- _Prompt_
In the records below, find each line containing the word "Notebook" and copy it.

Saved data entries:
PR #252, opened 2016-11-01
'mean(temp_range):Q' had a bug in Jupyter Notebook

muxuezi:
There was a bug on [Exploring Data: Seattle Weather](https://altair-viz.github.io/tutorials/exploring-weather.html) when we try the code in Jupyter Notebook:

```python
Chart(df).mark_line().encode(
    X('date:T', timeUnit='month'),
    y='mean(temp_range):Q'
).transform_data(
    calculate=[temp_range]
)
```
However, it was ok if we change `'mean(temp_range):Q'` to `'mean(temp_range)'`.

```python
Chart(df).mark_line().encode(
    X('date:T', timeUnit='month'),
    y='mean(temp_range)'
).transform_data(
    calculate=[temp_range]
)
```

### DIFF
--- a/doc/tutorials/exploring-weather.rst
+++ b/doc/tutorials/exploring-weather.rst
@@ -139,7 +139,7 @@ be calculated by the renderer.
 
     Chart(df).mark_line().encode(
         X('date:T', timeUnit='month'),
-        y='mean(temp_range):Q'
+        y='mean(temp_range)'
     )
 
 Of course, the same calculation could be done by using Pandas manipulations to


jakevdp:
The ``Q`` specifies that the temperature range is a quantitative type. While this can be inferred if ``temp_range`` is a column in the dataframe, it is better to specify it explicitly in the case of a computed column. It may be that more recent versions of Vega-Lite can handle this, but as of a month ago this would break if the ``Q`` is not specified.

The Vega-Lite docs do not make clear when we can expect such type inference to happen automatically, and so until they do I would prefer to specify the data type explicitly here.

Thanks for the report!

kanitw:
We currently don't infer yet so i think if it passes in any case, it's
passing by accident!

PR #257, opened 2016-11-01
MAINT: run sphinx doctests in travis

jakevdp:


jakevdp:
Running into Python 2.7 unicode issues, similar to [this](http://stackoverflow.com/questions/31243623/doctest-fails-due-to-unicode-leading-u). After poking around online, I can't find any clean way to fix this within sphinx-doctest, so I'm going to leave this out.

PR #308, opened 2017-03-15
Fix Javascript URLs

### LINKED ISSUE #306: Docs are broken
Plots on the [Altair docs](https://altair-viz.github.io/) no longer render. This is because the script at http://vega.github.io/vega/vega.js has been updated to version 3.0, and it's not backward compatible.

Are there persistent URLs for older versions of vega & vega-lite anywhere?

jakevdp:
This adds an option to the altairplot extension to specify vega javascript paths. Fixes #306

### DIFF
--- a/doc/conf.py
+++ b/doc/conf.py
@@ -301,6 +301,12 @@ texinfo_documents = [
 # If true, do not generate a @detailmenu in the "Top" node's menu.
 #texinfo_no_detailmenu = False
 
+# Hide extra class members
+numpydoc_show_class_members = False
 
-# XXX: just for testing
-todo_include_todos = True
+# For the altairplot extension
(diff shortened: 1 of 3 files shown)


jakevdp:
We could think about populating the URLs using version info within the altair library itself, but that may be overkill.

- _Written answer_
'mean(temp_range):Q' had a bug in Jupyter Notebook
There was a bug on [Exploring Data: Seattle Weather](https://altair-viz.github.io/tutorials/exploring-weather.html) when we try the code in Jupyter Notebook:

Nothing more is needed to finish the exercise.